Breast Cancer Res Treat. 2014 Feb;143(3):507-15. doi: 10.1007/s10549-013-2825-2. Epub 2014 Jan 11.
The objective of this study was to determine the conversion rate of human epidermal growth factor receptor 2 (HER2), estrogen receptor (ER) and progesterone receptor (PR) between primary tumors and metastatic lesions in advanced breast cancer. Patients with suspected diagnosis of locally recurrent or metastatic breast cancer, either at first relapse or after successive disease progressions, who had an appropriately preserved sample from a primary tumor and were scheduled for a biopsy of the recurrent lesion, were included. Blinded determinations of receptor status on paired samples were performed by immunohistochemistry and fluorescence in situ hybridization at a central laboratory and compared with those performed locally. Overall, 196 patients were included and 184 patients were considered evaluable. Reasons for non-evaluability included the inability to perform biopsy (n = 4) or biopsy results showing normal tissue (n = 3), benign disease (n = 3) or a second neoplasia (n = 2). Conversion rates determined at local level were higher than those determined centrally (HER2: 16 vs. 3 %, ER: 21 vs. 13 %, PR: 35 vs. 28 %, respectively). There was substantial agreement regarding the expression of HER2 in primary tumors and metastases, and ER at metastases, between local and central laboratories. PR at any site and ER at primary site showed moderate agreement. Oncologists altered their treatment plans in 31 % of patients whose tumor subtype had changed. These results reinforce the recommendation for performing confirmatory biopsies of metastases, not only to avoid misdiagnosis of breast cancer relapse, but also to optimize treatment (clinicaltrials.gov identifier: NCT01377363).

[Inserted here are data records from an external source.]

PR #2896, opened 2026-02-16
consensus: persist AppQC, blocks, and CommitQCs with async persistence

wen-coding:
## Summary

Replace file-per-entry persistence for blocks and CommitQCs with WAL-based persistence (`sei-db/wal`), wrapped in a generic `indexedWAL[T]` that tracks monotonic indices and typed entries.

Ref: sei-protocol/sei-v3#512

### Generic WAL wrapper (`persist/wal.go`)

- **`indexedWAL[T]`**: Wraps `sei-db/wal` with monotonic index tracking (`firstIdx`, `nextIdx`) and typed codec-based serialization. Provides `Write`, `ReadAll`, `TruncateBefore` (with verify callback), `TruncateAll`, `Count`, and `FirstIdx`. Configured with synchronous unbatched writes and fsync.
- **`codec[T]` interface**: Marshal/unmarshal pair satisfied by `protoutils.Conv[T, P]`.

### Block persistence (`persist/blocks.go`)

Three-layer architecture:

- **`laneWALState`** (lock-free): Low-level WAL operations — `persistBlock` (contiguity-checked append), `truncateForAnchor` (truncate WAL so a given block number becomes the oldest entry), `loadAll` (replay with gap detection). Tracks `nextBlockNum` derived from WAL count.
- **`laneWAL`**: Wraps `laneWALState` with a `utils.Mutex` for per-lane write serialization.
- **`BlockPersister`**: Top-level API managing a `utils.RWMutex[map[LaneID]*laneWAL]`. Each lane gets its own WAL in a hex-encoded subdirectory, so truncation is independent per lane. Double-checked locking in `getOrCreateLane`. No-op mode when `dir` is `None`.

**`MaybePruneAndPersistLane`** is the single public write API:
- anchor set + proposals non-empty: truncate then append (runtime path)
- anchor set + proposals empty: truncate only (startup prune)
- anchor empty + proposals non-empty: append only
- anchor empty + proposals empty: no-op

The per-lane lock is held for the entire truncate-then-append sequence. `afterEach` callback (as `utils.Option[func(T)]`) is invoked under lock after each successful append.

`truncateForAnchor` takes `BlockNumber` directly (not `CommitQC`), so `testDeleteBefore` calls it without duplicating logic.

**Fix**: `truncateForAnchor` on an empty WAL now advances `nextBlockNum` when the anchor is ahead, preventing "out of sequence" errors on the next `persistBlock`.

### CommitQC persistence (`persist/commitqcs.go`)

Two-layer architecture:

- **`commitQCState`** (lock-free): `persistCommitQC` (duplicate-tolerant, gap-rejecting append), `deleteBefore` (truncate + optional anchor re-persist for crash recovery).
- **`CommitQCPersister`**: Wraps state with `utils.Mutex`. No-op mode when `iw` is `None`.

**`MaybePruneAndPersist`** is the single public write API (same four-case matrix as blocks). Lock held for entire truncate-then-append. `afterEach` invoked under lock.

### Caller changes (`avail/state.go`, `avail/inner.go`)

- `NewState` startup prune calls `MaybePruneAndPersistLane` / `MaybePruneAndPersist` instead of the removed `DeleteBefore`.
- `runPersist` uses `scope.Parallel` to fan out per-lane block writes and commitQC writes concurrently via the new APIs. `afterEach` callbacks (`markBlockPersisted`, `markCommitQCsPersisted`) advance in-memory cursors under the WAL lock.
- Minor comment clarifications in `inner.go`.

## Test plan

- [x] `persist/wal_test.go`: open/reopen, Write + ReadAll, TruncateBefore with verify, TruncateAll, Count/FirstIdx tracking, empty WAL behavior, out-of-range truncation, verify callback rejection, reopen after truncation
- [x] `persist/blocks_test.go`: empty dir, load existing lanes, persist + reload, gap detection on load, truncate (partial, past-all, on empty WAL cursor advancement), stale block rejection, lane mismatch, out-of-sequence/duplicate rejection, no-op persister, empty lane survives reopen, concurrent distinct lanes, crash recovery round-trip
- [x] `persist/commitqcs_test.go`: empty dir, persist + reload, gap detection, truncate (partial, past-all, with/without anchor re-persist), duplicate tolerance, out-of-sequence rejection, no-op persister, LoadNext tracking, close idempotency, crash recovery round-trip
- [x] `avail/state_test.go`: fresh start, load blocks, load commitQCs, load both, load with AppQC anchor, non-contiguous error, corrupt data error, startup prune, empty WAL cursor fix scenario

### DIFF
--- a/.gitignore
+++ b/.gitignore
@@ -61,3 +61,4 @@ integration_test/dapp_tests/artifacts
 
 # DB benchmark data
 sei-db/state_db/bench/cryptosim/data/**
+sei-db/state_db/bench/cryptosim/bin/
--- a/app/ante/evm_delivertx.go
+++ b/app/ante/evm_delivertx.go
@@ -90,6 +90,7 @@ func DecorateNonceCallback(ctx sdk.Context, ek *evmkeeper.Keeper, evmAddr common
 		// bump nonce if it is for some reason not incremented (e.g. ante failure)
 		if ek.GetNonce(callCtx, evmAddr) == startingNonce {
 			ek.SetNonce(callCtx, evmAddr, startingNonce+1)
+			ek.SetNonceBumped(callCtx)
 		}
 	})
 }
--- a/docker/localnode/Dockerfile
+++ b/docker/localnode/Dockerfile
@@ -1,10 +1,22 @@
+FROM golang:1.25.6-bookworm AS go-dist
+
 FROM ubuntu:latest
 ENV HOME="/root" PATH="/root/go/bin:/sei-protocol/sei-chain/integration_test/upgrade_module/scripts/:$PATH"
 RUN apt-get update && apt-get install -y make build-essential git jq python3 curl vim uuid-runtime
-RUN curl -L https://go.dev/dl/go1.25.6.linux-amd64.tar.gz | tar xvzf - -C /usr/local/
-RUN curl -L https://foundry.paradigm.xyz | bash
+COPY --from=go-dist /usr/local/go /usr/local/go
+RUN set -eux; \
+    curl -fsSL https://foundry.paradigm.xyz | bash; \
+    for attempt in 1 2 3 4 5; do \
+      if /root/.foundry/bin/foundryup; then \
+        break; \
+      fi; \
+      if [ "${attempt}" -eq 5 ]; then \
+        echo "foundryup failed after retries"; \
+        exit 1; \
+      fi; \
+      sleep 2; \
+    done
 RUN curl -sL https://deb.nodesource.com/setup_16.x | bash
-RUN /root/.foundry/bin/foundryup
 RUN mkdir -p /root/go/pkg/mod && \
     mkdir -p /root/.cache && \
     chmod -R a+rwX /root
--- a/docker/rpcnode/Dockerfile
+++ b/docker/rpcnode/Dockerfile
@@ -1,8 +1,10 @@
+FROM golang:1.25.6-bookworm AS go-dist
+
 FROM ubuntu:latest
 ENV HOME="/root" PATH="/root/go/bin:$PATH"
 RUN apt-get update && \
     apt-get install -y make git build-essential jq python3 curl vim uuid-runtime
-RUN curl -L https://go.dev/dl/go1.25.6.linux-amd64.tar.gz | tar xvzf - -C /usr/local/
+COPY --from=go-dist /usr/local/go /usr/local/go
 RUN mkdir -p /root/go/pkg/mod && \
     mkdir -p /root/.cache && \
     chmod -R a+rwX /root
--- a/evmrpc/block.go
+++ b/evmrpc/block.go
@@ -342,7 +342,11 @@ func EncodeTmBlock(
 		case *types.MsgEVMTransaction:
 			ethtx, _ := m.AsTransaction()
 			hash := ethtx.Hash()
-			receipt, _ := k.GetReceipt(latestCtx, hash)
+			receipt, err := k.GetReceipt(latestCtx, hash)
+			if err != nil {
+				// tx doesn't have a receipt because of nonce mismatch
+				continue
+			}
 			if !fullTx {
 				transactions = append(transactions, hash.Hex())
 			} else {
--- a/evmrpc/info.go
+++ b/evmrpc/info.go
@@ -292,7 +292,8 @@ func (i *InfoAPI) getRewards(block *coretypes.ResultBlock, baseFee *big.Int, rew
 		// okay to get from latest since receipt is immutable
 		receipt, err := i.keeper.GetReceipt(i.ctxProvider(LatestCtxHeight), ethtx.Hash())
 		if err != nil {
-			return nil, err
+			// tx doesn't have a receipt because of nonce mismatch
+			continue
 		}
 		receiptEffectiveGasPrice := new(big.Int).SetUint64(receipt.EffectiveGasPrice)
 		if receiptEffectiveGasPrice.Cmp(baseFee) < 0 {
--- a/giga/deps/xevm/state/accesslist.go
+++ b/giga/deps/xevm/state/accesslist.go
@@ -64,7 +64,6 @@ func (s *DBImpl) AddSlotToAccessList(addr common.Address, slot common.Hash) {
 }
 
 func (s *DBImpl) Prepare(_ params.Rules, sender, coinbase common.Address, dest *common.Address, precompiles []common.Address, txAccesses ethtypes.AccessList) {
-	s.Snapshot()
 	s.AddAddressToAccessList(sender)
 	if dest != nil {
 		s.AddAddressToAccessList(*dest)
--- a/sei-db/common/metrics/pebble_metrics.go
+++ b/sei-db/common/metrics/pebble_metrics.go
@@ -158,6 +158,63 @@ type PebbleMetrics struct {
 	fileCacheHits          metric.Int64Counter
 	fileCacheMisses        metric.Int64Counter
 
+	// prev* track last scraped cumulative values so we Add(delta) not Add(total).
+	prevCompactionCount                 int64
+	prevCompactionCancelledCount        int64
+	prevCompactionCancelledBytes        int64
+	prevCompactionFailedCount           int64
+	prevCompactionDefaultCount          int64
+	prevCompactionDeleteOnlyCount       int64
+	prevCompactionElisionOnlyCount      int64
+	prevCompactionCopyCount             int64
+	prevCompactionMoveCount             int64
+	prevCompactionReadCount             int64
+	prevCompactionTombstoneDensityCount int64
+	prevCompactionRewriteCount          int64
+	prevCompactionMultiLevelCount       int64
+	prevCompactionBlobFileRewriteCount  int64
+	prevCompactionCounterLevelCount     int64
+	prevIngestCount                     int64
+	prevFlushCount                      int64
+	prevFlushBytesWritten               int64
+	prevFlushAsIngestCount              int64
+	prevFlushAsIngestTableCount         int64
+	prevFlushAsIngestBytes              int64
+	prevFilterHits                      int64
+	prevFilterMisses                    int64
+	prevWalBytesIn                      int64
+	prevWalBytesWritten                 int64
+	prevWalFailoverDirSwitchCount       int64
+	prevKeysMissizedTombstonesCount     int64
+	prevSnapshotPinnedKeys              int64
+	prevSnapshotPinnedSize              int64
+	prevFileCacheHits                   int64
+	prevFileCacheMisses                 int64
+	prevCacheHits                       int64
+	prevCacheMisses                     int64
+
+	// prev*ByLevel hold previous cumulative values per level (index = level).
+	prevCompactionBytesReadByLevel            []int64
+	prevCompactionBytesWrittenByLevel         []int64
+	prevSstableBytesIngestedByLevel           []int64
+	prevSstableBytesMovedByLevel              []int64
+	prevSstableBytesReadByLevel               []int64
+	prevSstableBytesFlushedByLevel            []int64
+	prevSstableTablesCompactedByLevel         []int64
+	prevSstableTablesFlushedByLevel           []int64
+	prevSstableTablesIngestedByLevel          []int64
+	prevSstableTablesMovedByLevel             []int64
+	prevSstableTablesDeletedByLevel           []int64
+	prevSstableTablesExcisedByLevel           []int64
+	prevSstableBlobBytesReadEstimateByLevel   []int64
+	prevSstableBlobBytesCompactedByLevel      []int64
+	prevSstableBlobBytesFlushedByLevel        []int64
+	prevSstableMultiLevelBytesInTopByLevel    []int64
+	prevSstableMultiLevelBytesInByLevel       []int64
+	prevSstableMultiLevelBytesReadByLevel     []int64
+	prevSstableBytesWrittenDataBlocksByLevel  []int64
+	prevSstableBytesWrittenValueBlocksByLevel []int64
+
 	walFailoverDirSwitchCount    metric.Int64Counter
 	walFailoverPrimaryDuration   metric.Float64Gauge
 	walFailoverSecondaryDuration metric.Float64Gauge
@@ -1120,6 +1177,17 @@ func uint64ToInt64Clamped(v uint64) int64 {
 	return int64(v)
 }
 
+// addDelta computes the difference between current and prev, updates prev to current,
+// and adds the positive delta to the counter. Used to convert cumulative scraped
+// values into rate/counter increments.
+func addDelta(ctx context.Context, counter metric.Int64Counter, current int64, prev *int64, opts ...metric.AddOption) {
+	delta := current - *prev
+	*prev = current
+	if delta > 0 {
+		counter.Add(ctx, delta, opts...)
+	}
+}
+
 // recordFromPebble fetches the current metrics from the Pebble DB via Metrics(), then
 // records compaction, flush, level, memtable, WAL, and cache metrics with the configured
 // database name as the "db" attribute.
@@ -1131,7 +1199,8 @@ func (pm *PebbleMetrics) recordFromPebble(ctx context.Context) {
 	dbAttr := attribute.String("db", pm.databaseName)
 
 	if pm.compactionCount != nil {
-		pm.compactionCount.Add(ctx, m.Compact.Count, metric.WithAttributes(dbAttr))
+		addDelta(ctx, pm.compactionCount, m.Compact.Count,
+			&pm.prevCompactionCount, metric.WithAttributes(dbAttr))
 	}
 	if pm.compactionDuration != nil {
 		pm.compactionDuration.Record(ctx, m.Compact.Duration.Seconds(), metric.WithAttributes(dbAttr))
@@ -1147,46 +1216,60 @@ func (pm *PebbleMetrics) recordFromPebble(ctx context.Context) {
 		pm.compactionNumInProgress.Record(ctx, m.Compact.NumInProgress, metric.WithAttributes(dbAttr))
 	}
 	if pm.compactionCancelledCount != nil {
-		pm.compactionCancelledCount.Add(ctx, m.Compact.CancelledCount, metric.WithAttributes(dbAttr))
+		addDelta(ctx, pm.compactionCancelledCount, m.Compact.CancelledCount,
+			&pm.prevCompactionCancelledCount, metric.WithAttributes(dbAttr))
 	}
 	if pm.compactionCancelledBytes != nil {
-		pm.compactionCancelledBytes.Add(ctx, m.Compact.CancelledBytes, metric.WithAttributes(dbAttr))
+		addDelta(ctx, pm.compactionCancelledBytes, m.Compact.CancelledBytes,
+			&pm.prevCompactionCancelledBytes, metric.WithAttributes(dbAttr))
 	}
 	if pm.compactionFailedCount != nil {
-		pm.compactionFailedCount.Add(ctx, m.Compact.FailedCount, metric.WithAttributes(dbAttr))
+		addDelta(ctx, pm.compactionFailedCount, m.Compact.FailedCount,
+			&pm.prevCompactionFailedCount, metric.WithAttributes(dbAttr))
 	}
 	if pm.compactionDefaultCount != nil {
-		pm.compactionDefaultCount.Add(ctx, m.Compact.DefaultCount, metric.WithAttributes(dbAttr))
+		addDelta(ctx, pm.compactionDefaultCount, m.Compact.DefaultCount,
+			&pm.prevCompactionDefaultCount, metric.WithAttributes(dbAttr))
 	}
 	if pm.compactionDeleteOnlyCount != nil {
-		pm.compactionDeleteOnlyCount.Add(ctx, m.Compact.DeleteOnlyCount, metric.WithAttributes(dbAttr))
+		addDelta(ctx, pm.compactionDeleteOnlyCount, m.Compact.DeleteOnlyCount,
+			&pm.prevCompactionDeleteOnlyCount, metric.WithAttributes(dbAttr))
 	}
 	if pm.compactionElisionOnlyCount != nil {
-		pm.compactionElisionOnlyCount.Add(ctx, m.Compact.ElisionOnlyCount, metric.WithAttributes(dbAttr))
+		addDelta(ctx, pm.compactionElisionOnlyCount, m.Compact.ElisionOnlyCount,
+			&pm.prevCompactionElisionOnlyCount, metric.WithAttributes(dbAttr))
 	}
 	if pm.compactionCopyCount != nil {
-		pm.compactionCopyCount.Add(ctx, m.Compact.CopyCount, metric.WithAttributes(dbAttr))
+		addDelta(ctx, pm.compactionCopyCount, m.Compact.CopyCount,
+			&pm.prevCompactionCopyCount, metric.WithAttributes(dbAttr))
 	}
 	if pm.compactionMoveCount != nil {
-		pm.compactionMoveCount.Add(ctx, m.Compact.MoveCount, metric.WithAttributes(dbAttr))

本研究旨在确定晚期乳腺癌中原发肿瘤和转移病灶之间人表皮生长因子受体 2(HER2)、雌激素受体(ER)和孕激素受体(PR)的转换率。入组患者为疑似局部复发性或转移性乳腺癌,首次复发或连续疾病进展后,其原发肿瘤保存有适当的样本,计划对复发性病变进行活检。在中央实验室通过免疫组织化学和荧光原位杂交对配对样本进行受体状态的盲法检测,并与局部检测进行比较。共纳入 196 例患者,其中 184 例患者可评估。不可评估的原因包括无法进行活检(n=4)或活检结果显示正常组织(n=3)、良性疾病(n=3)或第二肿瘤(n=2)。在本地水平确定的转换率高于在中央水平确定的转换率(HER2:16%比 3%,ER:21%比 13%,PR:35%比 28%)。局部和中央实验室之间在原发肿瘤和转移灶的 HER2 表达以及转移灶的 ER 表达方面具有高度一致性,而任何部位的 PR 和原发部位的 ER 表达具有中度一致性。在肿瘤亚型发生变化的 31%患者中,肿瘤学家改变了他们的治疗计划。这些结果强调了对转移灶进行确认性活检的建议,不仅可以避免乳腺癌复发的误诊,而且可以优化治疗(临床试验标识符:NCT01377363)。